Each entry is to be printed again word for word.
——————
PR #7, opened 2020-11-17
Test all bucket fail

kennyzzhang:
Yeah I did too much on one branch, my bad.
- Consolidated existing sketch tests (`WHENmanySketchesAreSampledTHENallOfThemAreNonzero`, `TestAllBucketsFailProbability`) into a single test `TestSketchSample`
- Wrote `TestSketchAddition`
- Added `operator<<` for `Sketch` and `Testing_Vector` to make debugging easier
- Modified CMakeLists.txt to also find boost
- Modified CMakeLists.txt to optionally download dependencies automatically
- Modified CMake workflow to install xxHash and GTest into a cached install directory
- Modified CMake workflow to install boost into its own cached directory


CMakeLists.txt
——————
*Written response:*
PR #7, opened 2020-11-17
Test all bucket fail

kennyzzhang:
Yeah I did too much on one branch, my bad.
- Consolidated existing sketch tests (`WHENmanySketchesAreSampledTHENallOfThemAreNonzero`, `TestAllBucketsFailProbability`) into a single test `TestSketchSample`
- Wrote `TestSketchAddition`
- Added `operator<<` for `Sketch` and `Testing_Vector` to make debugging easier
- Modified CMakeLists.txt to also find boost
- Modified CMakeLists.txt to optionally download dependencies automatically
- Modified CMake workflow to install xxHash and GTest into a cached install directory
- Modified CMake workflow to install boost into its own cached directory


CMakeLists.txt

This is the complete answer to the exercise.